Приняв Галана за «своего», парень стал разговорчивее:

— Второй этаж, направо, — и спросил: — Новенький?

— Хочу попытаться.

— Из лагерей?

— Вначале запросят характеристику. Так — и не думай! В этих лагерях красных до черта!.. А в общем — валяй попробуй!..

Парень отошел. Задний карман у него оттопыривал пистолет…

«Занятная публика, — подумал Галан. — А, собственно, чего я ждал? Мне же говорили — это такой же университет, как Бандера — великий демократ. Собрали всех подонков, шпионов, диверсантов… Переучивают…» Что ж! Он собрал волю в кулак. «Раз пришел — входи», — приказал он себе.

В подъезде дорогу ему преградил сторож с выправкой бывалого боевика.

— Куда?

— К начальству.

— Кто такой?

Галан протянул пропуск, выпрошенный на денек у знакомого американского корреспондента. Втайне он сомневался, что слово «пресса» ему поможет, но магический титр «Соединенные Штаты Америки» возымел немедленное действие.

— С этого бы и начинал. Входи!..

В вестибюле он увидел ту же картину, что и на набережной: он снова попал на «черный рынок»: «студенты» беззастенчиво «делали бизнес».

На втором этаже, у дверей с табличкой «Ректор» было тише. Галан увидел на стене огромный разграфленный лист бумаги. «Расписание», — решил он.

Писатель не ошибся. Против каждого предмета стояли фамилии преподавателей. И здесь Галан охнул: вот они, старые знакомые! Список украшали имена многих негодяев, или знакомых по Львову, или известных как близкие люди Бандеры, Мельника и Коновальца.

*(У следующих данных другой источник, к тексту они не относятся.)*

PR #1007, opened 2022-07-11
AWS v18.0.0-alpha1

njuettner:
Release Issue: https://github.com/giantswarm/roadmap/issues/846
Roadmap Issue for Kubernetes 1.23: https://github.com/giantswarm/roadmap/issues/1137


uvegla:
@njuettner I bumped `app-operator` to `v6.3.0`.

whites11:
e2e tests green, safe to be releases from my POV

aws/v18.0.0-alpha1/README.md
```diff
@@ -0,0 +1,774 @@
+# :zap: Giant Swarm Release v18.0.0-alpha1 for AWS :zap:
+
+This release provides support for Kubernetes 1.23 and replaces the use of AWS CNI with Cilium. Release also upgrades most of running components which can be found further in release notes.
+
+> **_Warning:_** This is an **`alpha preview release`** intended only for testing Kubernetes v1.23 changes and replacement of AWS CNI with Cilium. Upgrading to or from this version is not supported.
```
whites11, line 5: We need to point out a few notes about Cilium I think.
The main change to me is how NetworkPolicies work. More specifically network policies that reference pod or service cidrs won't work any more see https://docs.cilium.io/en/stable/concepts/kubernetes/policy/#networkpolicy-state

alex-dabija:
> `Pod Subnet` which can be used to create ENIs for peering with VPCs is removed with Cilium. Please pay attention if any of the workloads depend on that connection as it will have to be adjusted accordingly.

There are multiple such subnets, one for each availability zone. I would rephrase it something like:

> The AWS CNI pod subnets are no longer used by Cilium and are removed. Please, add custom routes with the node subnet(s) CIDR(s) instead of the AWS CNI pod subnets CIDR before upgrading to this release.

alex-dabija:
@whites11, @paurosello or @silenteh Could you confirm if what I just suggested in my previous comment makes sense? Thanks!

whites11:
> @whites11, @paurosello or @silenteh Could you confirm if what I just suggested in my previous comment makes sense? Thanks!

The subnets are NOT removed in this release. They are still there, created but unused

Оглянувшись и увидев, что за ним никто не наблюдает, Галан переписал список в блокнот.

На лестнице он столкнулся с худощавым субъектом в поношенном немецком офицерском мундире.

— Где мне найти господина К.? — Галан назвал одну из фамилий списка, известного по батальону «Нахтигаль» националиста.

— Кто вы такой и зачем он вам нужен?

— Я из газеты. — Галану снова пришлось показать удостоверение. Втайне он подумал: «Не такая уж это и большая ложь… Я же не говорю, из какой я газеты…» — Хочу взять интервью.

Худощавый вызвался проводить неожиданного посетителя.

Господин К., узнав, чего от него хотят, немедленно стал похож на премьера.

— Мы не скрываем от мирового общественного мнения наших целей и наших задач, — торжественно заявил он. — Цель эта — борьба с коммунизмом. И я посвятил ей всю свою жизнь… Теперь у нас новый могущественный союзник — ваша страна…

— Читателям интересно будет узнать вашу биографию, — подлил масла в огонь Галан.

— Это биография солдата. — К. даже привстал и одернул пиджак. — Еще в двадцатых годах… — Он начал перечислять города, погромы, убийства… Он полагал, что перед ним единомышленник, не скрывал ничего. Его, что называется, «понесло», и Галан понял, что остановить лавину этого красноречия будет довольно трудно.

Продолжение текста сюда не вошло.